Page last updated at 00:44 GMT, Friday, 9 January 2009

Back spending plan, urges Obama

Barack Obama talks about his plans for the economy

US President-elect Barack Obama has called for "drastic action" to prevent the US economic situation worsening.

Speaking two weeks before taking office, Mr Obama urged Congress to act quickly to pass an $800bn (526bn) stimulus plan.

His proposals include tax cuts and creating new jobs through increased government spending on public works projects.

He called on political leaders from all sides to come together behind a bill.

Mr Obama is facing his first big battle to persuade Congress to approve a colossal effort to restart America's economy, reports the BBC's Adam Brookes, in Washington.

His warnings were more dire than anything before, our correspondent adds, and he is piling on the pressure for action.

'Deeper crisis'

Barack Obama made his comments in a speech at George Mason University in Virginia.

No longer can we allow Wall Street wrongdoers to slip through the regulatory cracks
US President-elect Barack Obama

"I don't believe it's too late to change course, but it will be if we don't take dramatic action as soon as possible," he said.

"If nothing is done, this recession could linger for years."

Mr Obama said that, with US interest rates near zero, and economic activity and lending still shrinking, it was up to the government to act.

"Only the government can provide the short-term boost necessary to lift us from a recession this deep and severe," he said.

"Every day we wait, or point fingers, or drag our feet, more Americans will lose their jobs, more families will lose their savings, more dreams will be deferred and denied, and our nation will sink deeper into a crisis that at some point, we may not be able to reverse."

His stark warning came with US job losses for 2008 expected to reach 2.5 million when the December figure is released on Friday.

KEY ELEMENTS IN STIMULUS PLAN
Immediate tax cuts of $1,000 per family
Increased benefits and health care for the unemployed
Computerising all health care records in five years
Doubling investment in alternative energy and re-shaping energy grid
Aid to states to help maintain vital services

Mr Obama said his plan would create 3 million jobs by 2011.

But in a bid to gain bipartisan support for his plan, he is also including substantial tax cuts for both individuals and businesses, as well as a large programme of infrastructure spending on such items as roads and schools.

His task has been made more difficult by the projections by the Congressional Budget Office, released on Wednesday, that the budget deficit will reach $1.2 trillion this year - before any extra stimulus plan.

The size of the package means that his hopes of Congress passing the plan by the time he takes office have faded, with mid-February now seen as the earliest date that Congress could take action.

Mr Obama acknowledged that there was substantial scepticism among the US public about government intervention in the economy.

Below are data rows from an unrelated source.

PR #400, opened 2026-08-14
Preserve fatal exit status for service managers

ooonea:
## Summary

- propagate fatal daemon and worker failures through `launcher.sh` instead of reporting every shutdown as success
- run each cake-autorate instance in a dedicated process group so cleanup also reaches descendants after a main process is killed
- keep operator `SIGINT`/`SIGTERM` shutdowns successful while bounding cleanup of stopped or signal-resistant groups
- require Bash 5.1 for `wait -n -f -p` and add focused process-lifecycle regressions

## Root cause

The launcher waited for all wrappers and then exited successfully, regardless of why an instance stopped. Fatal paths in `cake-autorate.sh` also signalled the main shell without preserving a failure status. As a result, service managers could see a clean exit after an internal fatal error.

Tracking only the immediate wrapper PIDs was insufficient for abnormal termination: if a main process was killed (for example by OOM/SIGKILL), its monitor or pinger descendants could survive. A stopped sibling could also make an unbounded PID-based cleanup wait forever.

## Implementation

- `cake-autorate.sh` records fatal status before requesting shutdown and preserves it through cleanup
- `launcher.sh` starts direct children as dedicated process groups and uses `wait -n -f -p` to identify the first completed instance
- group cleanup is bounded: `TERM`, `CONT`, a grace interval, then `KILL` and a final bounded poll
- reaped children are removed from the active set before other groups are signalled
- normal operator signals remain status 0; fatal child status is returned to the service manager

## Tests

- Bash syntax and ShellCheck (`--severity=warning`)
- full lifecycle suite on Bash 5.3 and Bash 5.1.16
- 200 simultaneous-exit stress iterations
- real-daemon fatal stderr propagation
- killed main process with descendant cleanup
- stopped groups and TERM-resistant worker escalation
- first nonzero, all-zero, and concurrent child exits
- foreground PTY `SIGINT` and normal `SIGTERM`
- no residual test processes; `git diff --check`

The tests run on Linux with GNU Bash. Router-specific runtime validation remains useful during review.

Prepared with assistance from OpenAI Codex.

### DIFF
--- a/INSTALLATION.md
+++ b/INSTALLATION.md
@@ -24,7 +24,8 @@ required tools. To use it:
 
 - [SSH into the router](https://openwrt.org/docs/guide-quick-start/sshadministration)
 
-- Ensure `bash` and `fping` are installed.
+- Ensure Bash 5.1 or newer and `fping` are installed. The launcher relies on
+  Bash's `wait -n -p` support and the installer rejects older Bash versions.
 
   On most OpenWrt installations, you can install them by running:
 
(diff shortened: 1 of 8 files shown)


lynxthecat:
Again I'm sorry but this is far too convoluted and messy.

He said that any decisions on spending would be made transparently and informed by "independent experts", while he would launch an "unprecedented effort" to "eliminate unwise and unnecessary spending".

He also pledged to reform "a weak and outdated" regulatory system to protect consumers and investors from the "reckless greed and risk-taking" that should "never endanger our prosperity again".

"No longer can we allow Wall Street wrongdoers to slip through the regulatory cracks. No longer can we allow special interests to put their thumbs on the economic scales," he said.

Mr Obama's comments came on the day his election was formally certified by a joint session of Congress. He takes office on 20 January.